| What is being asked |
Copy out every record below, word for word.

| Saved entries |
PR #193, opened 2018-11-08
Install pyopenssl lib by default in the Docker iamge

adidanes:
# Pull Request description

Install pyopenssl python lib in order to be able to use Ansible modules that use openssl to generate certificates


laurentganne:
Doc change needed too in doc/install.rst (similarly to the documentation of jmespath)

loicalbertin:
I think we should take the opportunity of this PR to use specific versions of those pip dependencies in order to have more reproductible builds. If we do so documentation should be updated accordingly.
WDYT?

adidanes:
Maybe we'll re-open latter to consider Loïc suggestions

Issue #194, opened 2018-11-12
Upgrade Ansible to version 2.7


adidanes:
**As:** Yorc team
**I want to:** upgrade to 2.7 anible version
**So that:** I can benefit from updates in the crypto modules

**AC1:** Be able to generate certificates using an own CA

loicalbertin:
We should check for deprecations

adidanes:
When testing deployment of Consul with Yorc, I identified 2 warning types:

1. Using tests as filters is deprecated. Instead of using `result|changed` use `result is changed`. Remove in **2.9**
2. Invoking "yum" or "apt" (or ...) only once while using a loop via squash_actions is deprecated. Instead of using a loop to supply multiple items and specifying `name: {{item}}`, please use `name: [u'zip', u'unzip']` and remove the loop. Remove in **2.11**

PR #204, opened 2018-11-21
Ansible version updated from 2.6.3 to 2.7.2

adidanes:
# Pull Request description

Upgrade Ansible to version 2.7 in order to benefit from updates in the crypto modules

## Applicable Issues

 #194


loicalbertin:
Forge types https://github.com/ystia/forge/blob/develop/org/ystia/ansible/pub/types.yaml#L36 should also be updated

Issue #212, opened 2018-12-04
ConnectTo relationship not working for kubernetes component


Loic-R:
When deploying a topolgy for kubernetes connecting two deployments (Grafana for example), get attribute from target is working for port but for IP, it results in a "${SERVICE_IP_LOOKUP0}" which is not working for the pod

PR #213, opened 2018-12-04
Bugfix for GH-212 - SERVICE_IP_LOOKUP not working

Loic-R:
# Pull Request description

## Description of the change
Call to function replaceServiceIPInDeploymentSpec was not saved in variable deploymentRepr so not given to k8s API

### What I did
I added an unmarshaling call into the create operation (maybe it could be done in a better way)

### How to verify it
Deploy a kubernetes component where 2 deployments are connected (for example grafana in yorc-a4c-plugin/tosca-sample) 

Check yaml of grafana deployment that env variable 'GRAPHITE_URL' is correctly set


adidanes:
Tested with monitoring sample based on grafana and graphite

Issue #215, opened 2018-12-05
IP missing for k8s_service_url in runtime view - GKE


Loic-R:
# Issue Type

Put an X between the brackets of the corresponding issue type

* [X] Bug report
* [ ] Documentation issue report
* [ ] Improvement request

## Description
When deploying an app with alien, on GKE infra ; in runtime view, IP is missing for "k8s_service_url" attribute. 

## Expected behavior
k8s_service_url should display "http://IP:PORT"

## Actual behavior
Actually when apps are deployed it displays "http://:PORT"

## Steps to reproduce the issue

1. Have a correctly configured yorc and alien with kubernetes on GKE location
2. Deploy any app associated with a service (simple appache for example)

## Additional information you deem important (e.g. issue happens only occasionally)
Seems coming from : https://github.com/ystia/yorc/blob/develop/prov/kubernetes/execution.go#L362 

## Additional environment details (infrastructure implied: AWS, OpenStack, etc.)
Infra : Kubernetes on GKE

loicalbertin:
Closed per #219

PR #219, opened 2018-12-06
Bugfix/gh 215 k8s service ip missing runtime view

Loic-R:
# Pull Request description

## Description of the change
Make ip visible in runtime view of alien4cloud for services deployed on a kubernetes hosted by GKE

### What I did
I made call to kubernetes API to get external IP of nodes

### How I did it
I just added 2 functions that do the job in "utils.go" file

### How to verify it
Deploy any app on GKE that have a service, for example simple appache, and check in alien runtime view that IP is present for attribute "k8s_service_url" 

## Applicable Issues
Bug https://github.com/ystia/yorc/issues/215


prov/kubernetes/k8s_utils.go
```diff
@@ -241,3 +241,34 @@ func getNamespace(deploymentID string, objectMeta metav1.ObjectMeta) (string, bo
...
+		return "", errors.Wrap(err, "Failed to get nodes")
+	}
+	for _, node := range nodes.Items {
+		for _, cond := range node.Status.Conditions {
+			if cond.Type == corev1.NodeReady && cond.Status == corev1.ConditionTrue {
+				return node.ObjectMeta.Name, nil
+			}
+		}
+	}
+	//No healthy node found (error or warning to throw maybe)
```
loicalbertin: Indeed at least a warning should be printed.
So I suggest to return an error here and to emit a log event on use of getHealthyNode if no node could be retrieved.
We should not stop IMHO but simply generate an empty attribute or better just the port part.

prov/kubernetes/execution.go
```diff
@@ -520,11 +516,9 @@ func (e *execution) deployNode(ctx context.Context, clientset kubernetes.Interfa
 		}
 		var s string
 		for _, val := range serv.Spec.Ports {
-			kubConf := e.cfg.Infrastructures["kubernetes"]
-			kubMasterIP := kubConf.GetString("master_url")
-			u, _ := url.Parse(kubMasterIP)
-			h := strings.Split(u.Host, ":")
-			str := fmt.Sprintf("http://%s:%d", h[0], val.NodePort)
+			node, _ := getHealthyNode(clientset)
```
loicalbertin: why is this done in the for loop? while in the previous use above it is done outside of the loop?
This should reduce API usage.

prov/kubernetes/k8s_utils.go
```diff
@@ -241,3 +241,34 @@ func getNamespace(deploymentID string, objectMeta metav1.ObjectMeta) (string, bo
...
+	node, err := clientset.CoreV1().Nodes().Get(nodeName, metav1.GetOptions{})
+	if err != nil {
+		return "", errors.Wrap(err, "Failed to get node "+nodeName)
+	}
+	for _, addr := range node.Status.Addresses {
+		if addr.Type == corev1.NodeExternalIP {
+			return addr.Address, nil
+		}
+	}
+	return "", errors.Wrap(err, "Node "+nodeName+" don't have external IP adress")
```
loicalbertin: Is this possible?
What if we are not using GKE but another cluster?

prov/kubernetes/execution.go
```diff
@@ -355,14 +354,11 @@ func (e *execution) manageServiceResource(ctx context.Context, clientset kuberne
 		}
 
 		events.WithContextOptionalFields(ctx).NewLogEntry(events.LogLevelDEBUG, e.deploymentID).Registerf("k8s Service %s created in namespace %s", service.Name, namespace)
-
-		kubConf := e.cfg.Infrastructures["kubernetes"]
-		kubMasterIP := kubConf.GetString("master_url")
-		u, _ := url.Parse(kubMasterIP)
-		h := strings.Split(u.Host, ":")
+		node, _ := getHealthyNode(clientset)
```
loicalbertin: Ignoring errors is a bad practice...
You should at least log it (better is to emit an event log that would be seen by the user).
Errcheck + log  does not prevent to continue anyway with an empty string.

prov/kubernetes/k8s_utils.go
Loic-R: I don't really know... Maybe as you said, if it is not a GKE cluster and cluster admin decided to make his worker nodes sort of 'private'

| Output of the exercise |
PR #193, opened 2018-11-08
Install pyopenssl lib by default in the Docker iamge

adidanes:
# Pull Request description

Install pyopenssl python lib in order to be able to use Ansible modules that use openssl to generate certificates


laurentganne:
Doc change needed too in doc/install.rst (similarly to the documentation of jmespath)

loicalbertin:
I think we should take the opportunity of this PR to use specific versions of those pip dependencies in order to have more reproductible builds. If we do so documentation should be updated accordingly.
WDYT?

adidanes:
Maybe we'll re-open latter to consider Loïc suggestions

Issue #194, opened 2018-11-12
Upgrade Ansible to version 2.7


adidanes:
**As:** Yorc team
**I want to:** upgrade to 2.7 anible version
**So that:** I can benefit from updates in the crypto modules

**AC1:** Be able to generate certificates using an own CA

loicalbertin:
We should check for deprecations

adidanes:
When testing deployment of Consul with Yorc, I identified 2 warning types:

1. Using tests as filters is deprecated. Instead of using `result|changed` use `result is changed`. Remove in **2.9**
2. Invoking "yum" or "apt" (or ...) only once while using a loop via squash_actions is deprecated. Instead of using a loop to supply multiple items and specifying `name: {{item}}`, please use `name: [u'zip', u'unzip']` and remove the loop. Remove in **2.11**

PR #204, opened 2018-11-21
Ansible version updated from 2.6.3 to 2.7.2

adidanes:
# Pull Request description

Upgrade Ansible to version 2.7 in order to benefit from updates in the crypto modules

## Applicable Issues

 #194


loicalbertin:
Forge types https://github.com/ystia/forge/blob/develop/org/ystia/ansible/pub/types.yaml#L36 should also be updated

Issue #212, opened 2018-12-04
ConnectTo relationship not working for kubernetes component


Loic-R:
When deploying a topolgy for kubernetes connecting two deployments (Grafana for example), get attribute from target is working for port but for IP, it results in a "${SERVICE_IP_LOOKUP0}" which is not working for the pod

PR #213, opened 2018-12-04
Bugfix for GH-212 - SERVICE_IP_LOOKUP not working

Loic-R:
# Pull Request description

## Description of the change
Call to function replaceServiceIPInDeploymentSpec was not saved in variable deploymentRepr so not given to k8s API

### What I did
I added an unmarshaling call into the create operation (maybe it could be done in a better way)

### How to verify it
Deploy a kubernetes component where 2 deployments are connected (for example grafana in yorc-a4c-plugin/tosca-sample) 

Check yaml of grafana deployment that env variable 'GRAPHITE_URL' is correctly set


adidanes:
Tested with monitoring sample based on grafana and graphite

Issue #215, opened 2018-12-05
IP missing for k8s_service_url in runtime view - GKE


Loic-R:
# Issue Type

Put an X between the brackets of the corresponding issue type

* [X] Bug report
* [ ] Documentation issue report
* [ ] Improvement request

## Description
When deploying an app with alien, on GKE infra ; in runtime view, IP is missing for "k8s_service_url" attribute. 

## Expected behavior
k8s_service_url should display "http://IP:PORT"

## Actual behavior
Actually when apps are deployed it displays "http://:PORT"

## Steps to reproduce the issue

1. Have a correctly configured yorc and alien with kubernetes on GKE location
2. Deploy any app associated with a service (simple appache for example)

## Additional information you deem important (e.g. issue happens only occasionally)
Seems coming from : https://github.com/ystia/yorc/blob/develop/prov/kubernetes/execution.go#L362 

## Additional environment details (infrastructure implied: AWS, OpenStack, etc.)
Infra : Kubernetes on GKE

loicalbertin:
Closed per #219

PR #219, opened 2018-12-06
Bugfix/gh 215 k8s service ip missing runtime view

Loic-R:
# Pull Request description

## Description of the change
Make ip visible in runtime view of alien4cloud for services deployed on a kubernetes hosted by GKE

### What I did
I made call to kubernetes API to get external IP of nodes

### How I did it
I just added 2 functions that do the job in "utils.go" file

### How to verify it
Deploy any app on GKE that have a service, for example simple appache, and check in alien runtime view that IP is present for attribute "k8s_service_url" 

## Applicable Issues
Bug https://github.com/ystia/yorc/issues/215


prov/kubernetes/k8s_utils.go
```diff
@@ -241,3 +241,34 @@ func getNamespace(deploymentID string, objectMeta metav1.ObjectMeta) (string, bo
...
+		return "", errors.Wrap(err, "Failed to get nodes")
+	}
+	for _, node := range nodes.Items {
+		for _, cond := range node.Status.Conditions {
+			if cond.Type == corev1.NodeReady && cond.Status == corev1.ConditionTrue {
+				return node.ObjectMeta.Name, nil
+			}
+		}
+	}
+	//No healthy node found (error or warning to throw maybe)
```
loicalbertin: Indeed at least a warning should be printed.
So I suggest to return an error here and to emit a log event on use of getHealthyNode if no node could be retrieved.
We should not stop IMHO but simply generate an empty attribute or better just the port part.

prov/kubernetes/execution.go
```diff
@@ -520,11 +516,9 @@ func (e *execution) deployNode(ctx context.Context, clientset kubernetes.Interfa
 		}
 		var s string
 		for _, val := range serv.Spec.Ports {
-			kubConf := e.cfg.Infrastructures["kubernetes"]
-			kubMasterIP := kubConf.GetString("master_url")
-			u, _ := url.Parse(kubMasterIP)
-			h := strings.Split(u.Host, ":")
-			str := fmt.Sprintf("http://%s:%d", h[0], val.NodePort)
+			node, _ := getHealthyNode(clientset)
```
loicalbertin: why is this done in the for loop? while in the previous use above it is done outside of the loop?
This should reduce API usage.

prov/kubernetes/k8s_utils.go
```diff
@@ -241,3 +241,34 @@ func getNamespace(deploymentID string, objectMeta metav1.ObjectMeta) (string, bo
...
+	node, err := clientset.CoreV1().Nodes().Get(nodeName, metav1.GetOptions{})
+	if err != nil {
+		return "", errors.Wrap(err, "Failed to get node "+nodeName)
+	}
+	for _, addr := range node.Status.Addresses {
+		if addr.Type == corev1.NodeExternalIP {
+			return addr.Address, nil
+		}
+	}
+	return "", errors.Wrap(err, "Node "+nodeName+" don't have external IP adress")
```
loicalbertin: Is this possible?
What if we are not using GKE but another cluster?

prov/kubernetes/execution.go
```diff
@@ -355,14 +354,11 @@ func (e *execution) manageServiceResource(ctx context.Context, clientset kuberne
 		}
 
 		events.WithContextOptionalFields(ctx).NewLogEntry(events.LogLevelDEBUG, e.deploymentID).Registerf("k8s Service %s created in namespace %s", service.Name, namespace)
-
-		kubConf := e.cfg.Infrastructures["kubernetes"]
-		kubMasterIP := kubConf.GetString("master_url")
-		u, _ := url.Parse(kubMasterIP)
-		h := strings.Split(u.Host, ":")
+		node, _ := getHealthyNode(clientset)
```
loicalbertin: Ignoring errors is a bad practice...
You should at least log it (better is to emit an event log that would be seen by the user).
Errcheck + log  does not prevent to continue anyway with an empty string.

prov/kubernetes/k8s_utils.go
Loic-R: I don't really know... Maybe as you said, if it is not a GKE cluster and cluster admin decided to make his worker nodes sort of 'private'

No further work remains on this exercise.